The range of added body mass that was tested on subjects may have been insufficient to trigger the full spectrum of possible changes seen in the foot and ankle. This study was conducted as a part of a larger study investigating foot mechanics and foot temperature. Therefore, additional trials were conducted either before or after collection of this data based on randomization of that specific subject. It is possible that fatigue or adaptation to the weight vest from that previous walking section may have confounded our results on a subset of subjects. However, given that prior trials were only three 10 min treadmill walking sessions, each separated by 30 min of rest, it seems unlikely that this would be a significant influence in a healthy young population.

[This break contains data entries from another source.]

PR #794, opened 2026-09-17
fix(fetch): Undo the claim when submitting to the push pool fails

enochtangg:
## Description

When the fetch thread claims an activation but cannot hand it to the push pool, the row is left in the `Claimed` state with nothing holding it. The claim query only selects `Pending` rows, so nothing re-picks it and it sits until `handle_claim_expiration` reverts it.

This inflates the SLO metric. `pending_activation.max_lag.sec` counts `Claimed` rows, so one stranded activation drives it up until the lease expires. This symptom can be observed consistently in `process-segments-push` in s4s2: [DD link](https://app.datadoghq.com/dashboard/zn3-zme-x9x/taskbroker-push-alloydb?fromUser=true&fullscreen_end_ts=1789635654362&fullscreen_paused=true&fullscreen_refresh_mode=paused&fullscreen_section=overview&fullscreen_start_ts=1789634694042&fullscreen_widget=1734857525129951&refresh_mode=paused&tpl_var_alloydb_instance%5B0%5D=db-taskbroker-default-primary&tpl_var_broker_replica%5B0%5D=%2A&tpl_var_horizontalpodautoscaler%5B0%5D=%2A&tpl_var_kafka_broker_cluster%5B0%5D=%2A&tpl_var_kafka_consumer_group%5B0%5D=taskbroker-process-segments-push&tpl_var_kafka_topic%5B0%5D=taskworker-process-segments-push&tpl_var_kube_name%5B0%5D=task-process-segments-push-worker%2A&tpl_var_kube_name%5B1%5D=task-process-segments-push-broker%2A&tpl_var_processing_pool%5B0%5D=process-segments-push&tpl_var_sentry_region%5B0%5D=s4s2&tpl_var_worker_kube_name%5B0%5D=%2A&from_ts=1789634694042&to_ts=1789635654362&live=false). During this time, throughput, occupancy and AlloyDB latency were all normal, so the metric was tracking a single stuck row rather than real pipeline latency.

When workers briefly  go unavailable (due to deployment), pushes fail each activation revert its own claim which is correct, but that work filled the push queue to its cap. Activations that hit the push queue and receive a submit timeout don't get reverted and only log

## Fix

Undo the claim on both `QueueError` arms. This should be safe because the activation never left the broker, so no worker can be running it and reverting cannot cause a double execution. A submit failure now costs roughly the fetch backoff instead of the full claim lease.

The push thread already did this inline after a failed gRPC push, so the shared logic moved to `ActivationStore::undo_claim`.


src/store/traits.rs
```diff
@@ -97,6 +97,29 @@ pub trait ActivationStore: Send + Sync {
         delay_on_retry: Option<u64>,
     ) -> Result<Option<Activation>, Error>;
 
+    /// Release a claim on an activation, returning it to pending.
+    ///
+    /// Both the fetch and push pools need this when an activation was claimed
+    /// but could not be handed to a worker.
+    async fn undo_claim(&self, id: &str, metric: &'static str) {
+        if let Err(e) = self
+            .set_status(id, ActivationStatus::Pending, None, None)
```
evanh: Maybe we need to be more defensive here, and only update the status if it is in the Claimed state (`UPDATE ... SET status = 'Pending' WHERE id = X AND status = 'Claimed'). That way we avoid any race conditions (e.g. https://github.com/getsentry/taskbroker/pull/794/changes#r4041591106).

enochtangg: Good idea, updated such that release_claim only updates the state if the task was in claimed state

src/fetch/thread.rs
```diff
@@ -125,6 +125,9 @@ impl FetchThread {
                                 self.config.push.queue.timeout.as_millis()
                             );
 
+                            // Nothing else will push this activation, so release the claim
+                            self.store.undo_claim(&id, "fetch.undo_claim").await;
+
```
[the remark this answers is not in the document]
enochtangg: Switched to try_send in a retry loop, so a failed send hands the activation back and we know the push pool never got it. This removes the racing an undo against a delivery that already landed.

src/fetch/thread.rs
```diff
@@ -137,6 +142,9 @@ impl FetchThread {
                                 "Submit to push pool failed due to closed channel",
                             );
 
+                            // Nothing else will push this activation, so release the claim
+                            self.store.undo_claim(&id, "fetch.undo_claim").await;
+
                             // We cannot recover from a closed channel
                             return false;
```
untitaker, line 149: if we abort early here, then the remaining ids in the batch are still stuck in Claimed, right?

also isn't this fundamentally racy? if the claim expires before we get to this line, we might undo somebody else's claim.

untitaker: just tested it and fable was able to find the same thing (and more things i didn't verify)

evanh: As long as the timeout for `QueueError::Timeout` is shorter than the claim duration, we shouldn't have a race here. This is happening in the fetch thread, so it's not possible for the status of these tasks to change without them being successfully pushed to the queue first.

The race condition here would be if the claim duration < queue timeout. Then the race would be:
- Activation is fetched and marked as CLAIMED
- Fetcher blocks trying to write to the queue
- claim expires
- Upkeep moves activation from CLAIMED to PENDING
- A different fetcher thread fetches the activation and updates to CLAIMED
- Original fetcher queue times out, reverts activation back to PENDING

This study sought to identify how ankle and midtarsal quasi-stiffness is influenced when healthy individuals walk with added mass. In general, it was found that ankle and midtarsal joint quasi-stiffness increases with added mass. Of particular importance was midtarsal joint DF, which has much higher quasi-stiffness than the ankle joint or the midtarsal joint during PF, and displayed large between- and within-subject variability. No significant relationship was found between utilization of the windlass mechanism (MTP joint ROM) and midtarsal joint quasi-stiffness, suggesting that factors outside of those measured (potentially activation of intrinsic foot muscles) in this study are important to overall joint stiffness. These findings are critical for improving our understanding of how the foot and ankle behaves during walking, running, load carriage and other physiologically realistic conditions, and for uncovering unique mechanical behavior of the foot and ankle. In addition, these data are useful in the design of biologically inspired prosthetic devices, which can replicate function of native joints across a wide variety of tasks of daily living.